Communities, Preparedness, and Community Preparedness

Communities, Preparedness, and Community Preparedness

June 28, 2016

June 28, 2016 - When I first entered the preparedness field a few years ago, I remember being confused by the idea of ‘all-hazards’ planning.  Seemed like a tall order, asking communities to plan for all hazards.  But after learning what the approach really meant – the notion that some aspects of life, including public health and healthcare, are affected by nearly any hazard, and so should be accounted for in all plans – I understood why Federal, state, and local preparedness planning has embraced the approach.  

With communities across the country facing myriad hazards –  from Zika, to a predicted active hurricane season, to wildfires, floods, and record heat – our team decided to investigate to what extent the all-hazards approach is embraced at the individual level by polling a sample of Americans representative of the population on their attitudes and actions towards preparedness.  While we shared our high level findings last month, I was eager to explore some of the finer points the data revealed, particularly as they relate to healthcare and public health preparedness planning. 

While the results reaffirmed our perceptions it also revealed some surprising points, with all being important considerations for public officials.  Some of the key demographic-specific findings included:

  • Most concerning disasters: The American population as a whole is most concerned about a natural disaster affecting their community. However, important stratifications around this concern exist, including:
    • A trend upward with age - concern for natural disaster trends upwards with age, with 36% of 35 - 54 year olds and 40% of 55+ year olds being most concerned about a natural disaster affecting their community, compared with 20% of 18 - 34 year olds being most concerned about a natural disaster.
    • The proportion of Americans in the Northeast most concerned with a natural disaster affecting their community (18%) is less than both the American population (32%) and other regions (33% in Midwest, 40% of South and 30% of West). Conversely, the proportion of Americans in the Northeast most concerned about an outbreak of a commonly occurring disease, such as flu, is higher in the Northeast (10%) than the American population (6%) and other regions
    • Among those most concerned about a terrorist attack, the proportion of Hispanics is nearly double that other races (24%, compared to 12% of Whites, 13% of Blacks, 11% other*, and 14% of the general American population).
  • Trusted preparedness information sources: As we noted in our major findings, though the greatest proportion of Americans cited police and fire departments (30%) as their most trusted source of information for preparing and managing health conditions during a disaster, these departments will often be busy with response operations. Other important findings and implications on where Americans turn for health preparedness information included:
    • The relatively and consistently low among all demographics (between 3 - 4%) proportion of Americans that cited pharmacists as their most trusted source of information. This was striking for several reasons, including the fact that pharmacists have been found to be among the most trusted healthcare professions in past surveys.
    • The proportion of Americans citing local government leaders as their most trusted source of information is sometimes two times as high in the Northeast, with 13% of Americans in the regions citing them as their most trusted source, compared to 5% of those in the Midwest, 9% in the South, and 7% in the West.
  • Emergency Evacuation Plans: Nearly half (47%) of American families do not have any evacuation plans in place for a natural disaster.

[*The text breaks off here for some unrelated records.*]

PR #179, opened 2019-07-31
Vishakha/softplus

vishakha-nervana:
Added Softplus Op

### DIFF
--- a/ngraph_bridge/ngraph_builder.cc
+++ b/ngraph_bridge/ngraph_builder.cc
@@ -2513,6 +2513,22 @@ static Status TranslateLogSoftmaxOp(
   return Status::OK();
 }
 
+static Status TranslateSoftplusOp(
+    const Node* op, const std::vector<const Tensor*>& static_input_map,
+    Builder::OpMap& ng_op_map) {
+  shared_ptr<ng::Node> ng_inp;
+  TF_RETURN_IF_ERROR(GetInputNodes(ng_op_map, op, &ng_inp));
+  auto ng_exp = ConstructNgNode<ng::op::Exp>(
+      op->name(), ng_inp);
+  auto constant_1 = ConstructNgNode<ng::op::Constant>(
+      op->name(), ng_inp->get_element_type(), ng_inp->get_shape(),
+      std::vector<std::string>(ng::shape_size(ng_inp->get_shape()), "1"));
+  auto ng_output = ConstructNgNode<ng::op::Log>(
+      op->name(), ConstructNgNode<ng::op::Add>(op->name(), ng_exp, constant_1));
+  SaveNgOp(ng_op_map, op->name(), ng_output);
+  return Status::OK();
+}
+
 static Status TranslateMatMulOp(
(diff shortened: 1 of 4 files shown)


ngraph_bridge/ngraph_builder.cc
```diff
@@ -4870,7 +4885,7 @@ const static std::map<
       {"Sigmoid", TranslateSigmoidOp}, {"SigmoidGrad", TranslateSigmoidGradOp},
       {"Size", TranslateSizeOp}, {"Sign", TranslateUnaryOp<ngraph::op::Sign>},
       {"Slice", TranslateSliceOp}, {"Snapshot", TranslateIdentityOp},
-      {"Softmax", TranslateSoftmaxOp},
+      {"Softmax", TranslateSoftmaxOp}, {"Softplus", TranslateSoftplusOp},
```
sayantan-nervana: Shift to new line

test/test_nn_ops.cpp
```diff
@@ -1575,6 +1575,30 @@ TEST(NNOps, SoftmaxZeroDimTest2) {
...
+    vector<DataType> output_datatypes = {DT_FLOAT};
+    std::vector<Output> sess_run_fetchoutputs = {R};
+
+    OpExecuter opexecuter(root, "Softplus", static_input_indexes,
+                          output_datatypes, sess_run_fetchoutputs);
+
+    opexecuter.RunTest();
+  }
+}
+
```
sayantan-nervana: I think u had a pytest too, but that was not committed

test/python/test_softplus.py
```diff
@@ -0,0 +1,55 @@
...
+
+    def test_softplus(self):
+        x = tf.placeholder(tf.float32, shape=(2, 3))
+        y = tf.placeholder(tf.float32, shape=(2, 3))
+        z = tf.placeholder(tf.float32, shape=(2, 3))
+
+        a = x + y + z
+        b = x + y + z
+        c = a * b
+        d = tf.nn.softplus(c)
```
sayantan-nervana: Lets run this pytest locally with `NGRAPH_TF_LOG_PLACEMENT=1` to ensure that a cpp softplus is produced (instead of breaking down into other ops like exp/log etc).

ngraph_bridge/ngraph_builder.cc
```diff
@@ -2513,6 +2513,21 @@ static Status TranslateLogSoftmaxOp(
   return Status::OK();
 }
 
+static Status TranslateSoftplusOp(
+    const Node* op, const std::vector<const Tensor*>& static_input_map,
+    Builder::OpMap& ng_op_map) {
+  shared_ptr<ng::Node> ng_inp;
```
sayantan-nervana: https://www.tensorflow.org/api_docs/cc/class/tensorflow/ops/softplus.html

`log(exp(features) + 1)`

kanvi-nervana: May be add this - `log(exp(features) + 1)` as a comment for future reference.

Important demographic differences exist among those that do, including:
    • Varying regional differences, with 30% and 28% of those in the Midwest and South, respectively, having a plan in place, compared to the 18% and 20% of those in the Northeast and West, respectively.
    • Significant racial differences, with 6% of Black families, compared to 17% of White and 11% of Hispanic families, having a pre-determined location to gather and meet. Similarly, 9% of Black families, compared to 20% of White and 16% of Hispanic families, maintaining an emergency survival kit.

Complete interpretation – and full incorporation – of the implications of these findings of course requires more than a blog entry.  However, the findings reminded me that ‘communities’ are not just defined by geography.  Attitudes and actions on preparedness vary by geography, yes, but also by race, age, education, etc. – the list could go on and on.  And as all communities use, and are affected by, public health and healthcare, these findings remind me of the imperative to both ask and listen to communities when developing plans that are intended for them.  Because planning for communities cannot effectively happen without asking and listening to them, a reality I think can get lost in the policy process.  As Healthcare Ready continues to represent communities’ voices in the planning process, these findings will ground me in asking myself first who makes up the community and second, that representing their voice means asking and listening to them. 

Sarah Baker

Sarah Baker is a Program Associate at Healthcare Ready. In this capacity, she provides a wide range of policy research, writing, and analytical support to the organization's preparedness initiatives. Prior to joining Healthcare Ready, Sarah served as a consultant to the Department of Homeland Security and a variety of private sector organizations, during which time she supported the design, conduct, and evaluation of scores of preparedness exercises. Sarah recently received her Masters in Public Policy from Georgetown University's McCourt School of Public Policy and holds a B.A. degree from the University of Notre Dame.